Opportunity costs are those costs of “displaced
alternatives”. They represent only sacrificed alternatives
and hence are not recorded in any financial account.
The economic principle behind cost in the modern sense
is not the pain or strain involved, nor the money cost
involved in producing a thing.
2. Past Cost vs Future Cost
Past costs, as the name itself implies, are those costs
which have been actually incurred in the past and find
entry in the books of accounts. Those costs are incurred
by the firm at the time of purchase of various items of
plant equipment, etc.
From the decision-making point of view, future cost is
more important. Future costs are those costs which are
likely to be incurred in future periods or to be very
precise, the costs that are contemplated to be incurred
in future periods. Since future is uncertain, these costs
are only estimations and they are not accurate figures.
3. Traceable vs Common Costs
When the cost can be easily identified with an unit of
operation, it is called traceable cost or direct cost. For
example, when the total cost of production per unit has
to be arrived at, it has to be broken into cost of raw
materials, cost of labour, etc.
Non-traceable costs are called common costs which are
not traceable to any one unit of operation. They cannot
be attributed to a product, a department or a process.

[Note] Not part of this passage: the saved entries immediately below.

Issue #730, opened 2024-01-19
Cannot remove a registered webhook URL


jose31canizar:
Currently there is no way to remove a registered webhook URL. So after changing a query param in the url, for example the language param, it will register an additional webhook and thus the device will receive two notifications for every payment. It would be great to have the capability of removing a previously registered webhook so users can re-register with a different language.

JssDWt:
This needs some infrastructure updates and sdk support. Reopening.

PR #786, opened 2024-02-11
cache: remove webhook

rustaceanrob:
This would a small step in removing the webhook (#730) in the case the user changes languages or would no longer like notifications. Also makes a change in the delete function for cache to use a `&str` instead of `String` for consistency.


roeierez (approved):
LGTM thank you.

ok300 (approved):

4. Out-of-Pocket vs Book-Costs
Out-of-pocket cost denotes immediate current payment.
Hence it is called cash cost. For example, the cost of
raw material or the wages to labour require immediate
payment.
On the other hand, book-cost is one which need not be
immediately made. For instance, depreciation does not
require immediate cash payment and it is not taken into
the current expenditure account.
5. Fixed Cost and Variable Cost
Variable costs are those costs that vary depending on
a company's production volume; they rise as production
increases and fall as production decreases.
Variable costs differ from fixed costs such as rent,
advertising, insurance premiums and loan payments etc.

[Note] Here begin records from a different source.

PR #789, opened 2024-02-14
Check for ongoing swaps during register_webhook

ok300:
If there are any ongoing swaps when `register_webhook` is called, then re-register for swap notifications.

This covers two scenarios:
- if the app is running and the push token is renewed, `register_webhook()` will propagate the new `webhook_url` for both the payment notification and the swap tx one (on the chainnotifier)
- if the app was stopped for a while and is just starting, but in the meantime the push token was changed, this also ensures both notification types use the new `webhook_url`

### DIFF
--- a/libs/sdk-core/src/breez_services.rs
+++ b/libs/sdk-core/src/breez_services.rs
@@ -732,8 +732,11 @@ impl BreezServices {
             .btc_receive_swapper
             .create_swap_address(channel_opening_fees)
             .await?;
-        self.register_swap_tx_notification(&swap_info.bitcoin_address)
-            .await?;
+        if let Some(webhook_url) = self.persister.get_webhook_url()? {
+            info!("Webhook URL found in local cache, registering for swap tx notification");
+            self.register_swap_tx_notification(&swap_info.bitcoin_address, &webhook_url)
+                .await?;
+        }
         Ok(swap_info)
     }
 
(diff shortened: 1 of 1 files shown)


erdemyerebasmaz (approved):
LGTM

libs/sdk-core/src/breez_services.rs
```diff
@@ -1570,9 +1570,14 @@ impl BreezServices {
         })
     }
 
-    /// Register for webhook callbacks at the given `webhook_url` whenever a new payment is received.
+    /// Register for webhook callbacks at the given `webhook_url`.
     ///
-    /// More webhook types may be supported in the future.
+    /// Current supported callback types: when a new payment is received, when a swap tx is confirmed.
```
dangeross, line 1575:
```suggestion
    /// Currently supported callback types:
    /// - a payment is received
    /// - an LNURL pay info or invoice request
    /// - a swap tx is confirmed
```

dangeross (changes requested):
Just needs the LNURL-pay callback types including in the comment

dangeross (approved):
LGTM!

libs/sdk-core/src/breez_services.rs
```diff
@@ -1591,11 +1596,17 @@ impl BreezServices {
             )
             .await?;
 
+        if let Some(swap) = self.in_progress_swap().await? {
```
roeierez, line 1602: It will only refresh the hook for the in progress (address that already has a transaction associated).
Aren't we messing the unused addresses?
Perhaps we should register for all addresses that return from `list_monitored` ?

Also perhaps we should only do this if the webhook url has changes?

roeierez (changes requested):

libs/sdk-core/src/breez_services.rs
ok300: > perhaps we should only do this if the webhook url has changes?

Done: ca19d3d8a578262aa76846b767451fb8c458849a . Applies to all other callback types too.

ok300: Yes, using `list_monitored` makes more sense.

Done in d6c2fe4e4af98c8fd62c21c9afd583d75ed640ee

libs/sdk-core/src/breez_services.rs
```diff
@@ -1591,11 +1603,19 @@ impl BreezServices {
             )
             .await?;
 
+        for swap in self.btc_receive_swapper.list_monitored()?.iter()
+            .filter(|swap| !swap.refundable())
+        {
+            let swap_address = &swap.bitcoin_address;
+            info!("Found non-refundable monitored swap with address {swap_address}, registering for swap tx notifications");
+            self.register_swap_tx_notification(swap_address).await?;
```
roeierez, line 1611: If this call fails we may not try again next time since we already saved the new webhook url. I think we should move the `set_webhook_url` cal to the end of this function.

roeierez (changes requested):

libs/sdk-core/src/breez_services.rs
```diff
@@ -1586,16 +1597,31 @@ impl BreezServices {
...
 
+        for swap in self
+            .btc_receive_swapper
+            .list_monitored()?
+            .iter()
+            .filter(|swap| !swap.refundable())
+        {
+            let swap_address = &swap.bitcoin_address;
+            info!("Found non-refundable monitored swap with address {swap_address}, registering for swap tx notifications");
+            self.register_swap_tx_notification(swap_address).await?;
```
roeierez, line 1613: This will register now with the old url as it is not saved in the db.

roeierez (changes requested):

libs/sdk-core/src/breez_services.rs
ok300: Fixed: 6eb54b06f4ddefbec9066085d7ee457095b97431

roeierez (approved):

ok300:
I've updated the docs in e173e862e693ec13f5f5c0b64880abffa6880976

@roeierez is this an accurate description?

roeierez:
> I've updated the docs in [e173e86](https://github.com/breez/breez-sdk/commit/e173e862e693ec13f5f5c0b64880abffa6880976)
> 
> @roeierez is this an accurate description?

Let's remove the LNURL pay, it is not part of the sdk ATM. It is only part of c-breez.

which tend to remain the same regardless of production
output.
6. Incremental Cost vs Sunk Cost
Incremental cost refers to the additional cost incurred due to
a change in the level or nature of activity. A change in the
activity connotes addition of a product, change in distribution
channel, expansion of market, etc. Incremental cost are also
known as differential costs. Incremental cost measures the
difference between old and new total costs.
Sunk costs are the costs which remain unaltered even after a
change in the level or nature of business activity. These are
known as specific costs. The best of the sunk cost is
depreciation. Incremental cost are very useful in business
decision, but sunk costs appear to be irrelevant to managerial
decisions, as they do not change with the changing business
activity.
7. Urgent and Postponable Costs
As the name itself implies, urgent costs are those costs which
are incurred to keep the continuance of operations of the
firm. It is the money spent on materials and labour.

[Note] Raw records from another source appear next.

PR #790, opened 2024-02-14
Connect with restore_only option

### LINKED ISSUE #788: Allow restore only mode for connect
We want to allow user to restore a node only if exists.
There are some use cases where a discovery is needed for a specific seed without creating a node.

dangeross:
Adds a `restore_only` config parameter to only restore an existing node on connect

Generator PR https://github.com/breez/breez-sdk-rn-generator/pull/20
Fixes #788


libs/sdk-bindings/src/breez_sdk.udl
```diff
@@ -14,6 +14,13 @@ enum SdkError {
     "ServiceConnectivity",
 };
 
+[Error]
+enum BreezServicesError {
```
roeierez, line 18: NIT: `ConnectError` perhaps?

libs/sdk-bindings/src/breez_sdk.udl
```diff
@@ -132,6 +139,7 @@ dictionary Config {
     u32 payment_timeout_sec;
     string? default_lsp_id;
     string? api_key;
+    boolean restore_only;
```
roeierez, line 142: It seems as the `restore_only` flag is better fit as a parameter to the connect function rather than adding it to the config. Nevertheless I see your concern about adding another parameter to the connect.

roeierez (changes requested):

libs/sdk-bindings/src/breez_sdk.udl
dangeross: Yes, I wanted to avoid adding a restore_only param or options struct, which seems excessive.

The other option would be a ConnectRequest:
```
pub struct ConnectRequest {
    pub config: Config,
    pub seed: Vec<u8>,
    pub restore_only: Option<bool>,
}

pub async fn connect(
    req: ConnectRequest,
    event_listener: Box<dyn EventListener>,
) -> Result<Arc<BreezServices>, ConnectError>
```

libs/sdk-core/src/greenlight/node_api.rs
```diff
@@ -92,22 +92,29 @@ impl Greenlight {
         // Query for the existing credentials
         let mut parsed_credentials =
             Self::get_node_credentials(config.network, &signer, persister.clone())?
-                .ok_or(anyhow!("No credentials found"));
+                .ok_or(NodeError::Generic(anyhow!("No credentials found")));
         if parsed_credentials.is_err() {
             info!("No credentials found, trying to recover existing node");
             parsed_credentials = match Self::recover(config.network, seed.clone()).await {
                 Ok(creds) => Ok(creds),
```
ok300, line 99: `recover` also works, so perhaps `restore_only` is a bit misleading?

Maybe `deny_register` or `deny_new_nodes` is better?

dangeross: `recover` only recovers the device cert/key from GL if the node exists, so it's a valid way to find out if a node exists for the seed.

libs/sdk-bindings/src/breez_sdk.udl
roeierez: I am in favor of ConnectRequest. Also more consistent with other methods.
Why not inserting the event listener inside the ConnectRequest like other parameters?

dangeross: I can test, but I think it might break the RN code generation

roeierez: In that case I think we can go with the listener outside the struct.

roeierez (approved):
LGTM. Let's hold merging until the swap notifications fixes are in so we can release before this change.

PR #791, opened 2024-02-15
Re-use lightning-invoice crate exported by gl-client

ok300:
This PR replaces our explicit `lightning-invoice` dependency with the `gl-client` one, similar to how #779 did the same for the `bitcoin` crate.

The benefits we get are:
- we reduce the dependency tree and binary size
  - no need to bundle both our `lightning-invoice` version and the one from `gl-client`
- we help our SDK users easily choose the right `lightning-invoice` version
  - they can simply access it with `breez_sdk_core::lightning_invoice`

### DIFF
--- a/libs/sdk-core/src/lib.rs
+++ b/libs/sdk-core/src/lib.rs
@@ -191,9 +191,8 @@ mod swap_in;
 mod swap_out;
 
 // Re-use crates from gl_client for consistency
-// Re-export them so that others using the SDK have easy access to the same versions we use
-pub use gl_client::bitcoin;
-pub use gl_client::lightning_invoice;
+use gl_client::bitcoin;
+use gl_client::lightning_invoice;
 
 pub use breez_services::{
     mnemonic_to_seed, BackupFailedData, BreezEvent, BreezServices, CheckMessageRequest,


libs/sdk-core/Cargo.toml
```diff
@@ -48,9 +48,8 @@ tonic = { version = "^0.8", features = [
     "tls-webpki-roots",
 ] }
 lazy_static = "^1.4.0"
-lightning = "0.0.118"
-# Keep in sync with version used in gl-client
-lightning-invoice = "0.26.0"
+# Keep in sync with the version used by gl-client
+lightning = "0.0.116"
```
JssDWt, line 52: This is changed from 0.0.118 to 0.0.116. Why is that?
Can we also do the `lightning` crate in the same construct?

ok300: > This is changed from 0.0.118 to 0.0.116. Why is that?

This is because GL recently consolidated two `lightning-invoice` versions, who each were compatible with different `lightning` versions. The winning pair was `lightning-invoice` 0.24.0 / `lightning` 0.0.116, as used in VLS ([link](https://gitlab.com/lightning-signer/validating-lightning-signer/-/blob/v0.11.0-rc.1/vls-core/Cargo.toml?ref_type=tags#L128) / [link](https://gitlab.com/lightning-signer/validating-lightning-signer/-/blob/v0.11.0-rc.1/vls-core/Cargo.toml?ref_type=tags#L110)).

We had both 0.0.116 and 0.0.118 before, but now only one of them is compatible with the GL code, which is 0.0.116.

So we're now using the same version as GL and VLS.

> Can we also do the lightning crate in the same construct?

Would first need to ask GL to re-export the VLS `lightning` dependency. Added a PR for that: https://github.com/Blockstream/greenlight/pull/359

Once that's reviewed and merged, I will add a PR to the SDK.

ok300:
As discussed with Roei, I removed the re-exports, as we don't use those crates in our public APIs.

roeierez (approved):
LGTM

PR #794, opened 2024-02-16
Add confirmed_at to swap info

ademar111190:


roeierez (approved):
LGTM

dangeross (commented):
I think the PR title is misleading. I see confirmed_at added to the swaps_info table, but created_at not removed from the swaps table. Is that the intent?

libs/sdk-core/src/models.rs
```diff
@@ -1288,6 +1288,8 @@ pub struct SwapInfo {
     ///
     /// Swaps created after dynamic fees were introduced always have this field set.
     pub channel_opening_fees: Option<OpeningFeeParams>,
+    /// The block height when the swap was confirmed.
+    pub confirmed_at: u32,
```
dangeross, line 1292: Would it be better for it to be an Option<u32> and nullable in the table?

roeierez:
> I think the PR title is misleading. I see confirmed_at added to the swaps_info table, but created_at not removed from the swaps table. Is that the intent?

Yes the intent is only add a field as the created_at is still valid (need some fix in a different PR).

libs/sdk-core/src/models.rs
roeierez: Yes, makes sense. Donw

dangeross (approved):
LGTM

libs/sdk-core/src/swap_in/swap.rs
```diff
@@ -381,14 +383,16 @@ impl BTCReceiveSwap {
...
-            utxos.confirmed_sats(),
-            utxos.confirmed_tx_ids(),
-            swap_status,
-        )?)
+        let chain_info = SwapChainInfo {
+            unconfirmed_sats: utxos.unconfirmed_sats(),
+            unconfirmed_tx_ids: utxos.unconfirmed_tx_ids(),
+            confirmed_sats: utxos.confirmed_sats(),
+            confirmed_tx_ids: utxos.confirmed_tx_ids(),
+            confirmed_at: confirmed_block,
```
roeierez, line 391: I see a bug here where the confirmed_at is not optional and may be zero.

dangeross: Good catch, I thought at this point the known

dangeross (approved):

ok300 (approved):

PR #954, opened 2024-04-29
Simplify payment yield flow

ok300:
This is an attempt to reduce code duplication and improve readability of the payment yield flow.


ok300:
I just realised (see previous commit) that the yield timeout is essentially `req.pending_timeout_sec` or infinity.

The upper bound is practically the node API timeout, but collapsing the timeout handling branches into one IMO achieves the same purpose, but in a simpler way.

JssDWt (approved):
Looks good!

dangeross (approved):

PR #957, opened 2024-04-30
Only consider pending_timeout_sec if it is set

ok300:
This PR uses `tokio::select` with a conditional `tokio::sleep`, which allows us to conditionally sleep.

If `pending_timeout_sec` is set, the first of `send_payment`, `sleep` will return. So if the timeout occurs first, the method will return.

If `pending_timeout_sec` is not set, it will only execute `send_payment`, because the second branch of `tokio::select` is ignored.


dangeross:
I think this can be closed because `tokio::select` doesn't fulfil the intension of completing the payment branch timeout or not.

ok300:
Correct. I forgot to close this as I was iterating through fixes.

Superseded by #958 .

Issue #966, opened 2024-05-08
Add keep-alive pings during payment


roeierez:
Currently users get transport errors when payments takes more than a certain time (probably around 30 seconds).
It seems that it relates to the fact that the underline gRPC connection keep alive doesn't work as expected and that is under work in greenlight.
Meantime we can mitigate that by sending Ping requests over greenlight gRPC interface every let's say 15 seconds to keep the node connection alive.

PR #968, opened 2024-05-08
Keep node connection alive during payments

roeierez:
Transport errors still happen ocasionaly and the reason is because the node connection is lost during a relatively long period that the grpc API is not used.
In theory the gRPC keep alive mechanism should take care of keeping the connection alive but from unknown reason atm it is not as expected.
This causes payments to fail since during payments we are not using the gRPC API (except for the pending send_payment request).
Following last discussion with greenlight team regarding the transport errors we have decided to implement a keep alive mechanism in the sdk until this is resolved in greenlight.

fixes https://github.com/breez/breez-sdk/issues/966

### DIFF
--- a/libs/sdk-core/src/greenlight/node_api.rs
+++ b/libs/sdk-core/src/greenlight/node_api.rs
@@ -1266,30 +1266,37 @@ impl NodeAPI for Greenlight {
 
     async fn start_keep_alive(&self, mut shutdown: watch::Receiver<()>) {
         info!("keep alive started");
-        let mut client = self.get_node_client().await.unwrap();
         let mut interval = tokio::time::interval(Duration::from_secs(15));
         interval.set_missed_tick_behavior(MissedTickBehavior::Skip);
         loop {
             tokio::select! {
-              _ = shutdown.changed() => {
-                info!("keep alive exited");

Postponable costs can be post-poned temporarily. For
example, the cost on maintenance of building can be
postponded. Painting and white washing can be postponed.
COST AND OUTPUT RELATIONSHIP
Now you will also come to know about cost and output
relationship. Cost and revenue are the two major factors
that a profit maximizing firm needs to monitor
continuously. It is the level of cost relative to revenue
that determines the firm’s overall profitability. In order to
maximize profits, a firm tries to increase its revenue and
lower its cost. While the market factors determine the
level of revenue to a great extent, the cost can be
brought down either by producing the optimum level
of output using the least cost combination of inputs,
or increasing factor productivities, or by improving
the organizational efficiency. The firm’s output level is
determined by its cost. The producer has to pay for
factors of production for their services.